Recorded data:
○ ○ ○ ○ ○

PR #257, opened 2024-02-07
Basic filesystems support for Wasm: support WASI-based filesystem for wasmWasi

fzhinkin:


core/wasmWasi/src/files/FileSystemWasm.kt
```diff
@@ -5,36 +5,539 @@
...
+     * The behavior of this method differs from other platforms as the resolution
+     * may not fail if there is no filesystem-node (file, directory, symlink, etc.) corresponding
+     * to some interior path. This allows successfully resolving paths like `/a/b/c/../../d/e` when
+     * pre-opened directories are `/a/b/c` and `/a/d/e`.
+     *
+     * @param path the path to resolve.
+     * @return a resolved path.
+     * @throws FileNotFoundException if there is no file or directory corresponding to the specified path.
+     */
+    override fun resolve(path: Path): Path {
```
fzhinkin, line 229: @dkhalanskyjb (you asked, I tagged). 
Here's a hand-written canonization implementation. It's used only for Wasm-WASI.

igoriakovlev (approved):

core/wasmWasi/src/files/FileSystemWasm.kt
```diff
@@ -5,36 +5,539 @@
...
+
+            val ciovec = Ciovec(allocator).also {
+                it.buffer = buffer
+            }
+
+            val resultPtr = allocator.allocate(4)
+
+            while (remaining > 0) {
+                val toRead = minOf(remaining, TEMP_CIOVEC_BUFFER_LEN).toInt()
+                source.readToLinearMemory(buffer, toRead)
```
shanshin, line 383: It is not immediately clear which buffer was meant. Perhaps we should call it something else?

core/wasmWasi/src/files/FileSystemWasm.kt
```diff
@@ -5,36 +5,539 @@
...
+        val res = Errno(fd_sync(fd))
+        if (res != Errno.success) {
+            throw IOException("fd_sync failed: ${res.description}")
+        }
+    }
+
+    override fun close() {
+        if (!closed) {
+            closed = true
+            fd_close(fd)
```
shanshin, line 408: No exception?

core/wasmWasi/src/files/FileSystemWasm.kt
```diff
@@ -5,36 +5,539 @@
...
+                totalRead += readBytes
+            }
+        }
+        return totalRead
+    }
+
+    override fun close() {
+        if (!closed) {
+            closed = true
+            fd_close(fd)
```
shanshin, line 456: No exception?

core/wasmWasi/src/files/FileSystemWasm.kt
```diff
@@ -5,36 +5,539 @@
...
+    // parts[0] is always empty
+    for (idx in 1 until parts.size) {
+        when (val part = parts[idx]) {
+            "." -> continue
+            ".." -> constructedPath.removeLastOrNull()
+            else -> constructedPath.add(part)
+        }
+    }
+    var result = Path(UnixPathSeparator.toString())
+    for (part in constructedPath) {
```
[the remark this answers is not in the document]
fzhinkin: Oh, well, we already have `Path(root, parts)`

core/wasmWasi/src/files/FileSystemWasm.kt
```diff
@@ -5,36 +5,539 @@
...
+        withScopedMemoryAllocator { allocator ->
+            val (stringBuffer, stringLength) = path.path.store(allocator)
+
+            val unlinkRes = Errno(path_unlink_file(root.fd, stringBuffer.address.toInt(), stringLength))
+            if (unlinkRes == Errno.success) return
+            if (unlinkRes == Errno.noent) {
+                if (mustExist) throw FileNotFoundException("File does not exist: $path")
+                return
+            }
+            if (unlinkRes != Errno.isdir && unlinkRes != Errno.perm) {
```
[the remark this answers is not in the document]
fzhinkin: In practice, we can get a `Errno.perm` when deleting a directory (despite what is written in docs), so here we'll continue only if the resulting code is either `isdir` or `perm`.
I'll add the comment

core/wasmWasi/src/files/FileSystemWasm.kt
```diff
@@ -5,36 +5,539 @@
...
+                else -> throw IOException("Failed to rename $source to $destination: ${res.description}")
+            }
+        }
+    }
+
+    override fun source(path: Path): RawSource {
+        val root = PreOpens.getRoot(path)
+
+        val fd = withScopedMemoryAllocator { allocator ->
+            val fdPtr = allocator.allocate(4)
```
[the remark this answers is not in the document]
fzhinkin: For `allocate(4)` - definitely. I am not sure about Null-terminated strings. I think it should be enough to explicitly comment on why there's an extra `1` in the code for now.

core/wasmWasi/src/files/FileSystemWasm.kt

○ ○ ○ ○ ○

ASSIGNMENT: Please go line by line through the records above, copying each one that holds the string "withScopedMemoryAllocator".

RESULT OF THIS TASK:
+        withScopedMemoryAllocator { allocator ->
+        val fd = withScopedMemoryAllocator { allocator ->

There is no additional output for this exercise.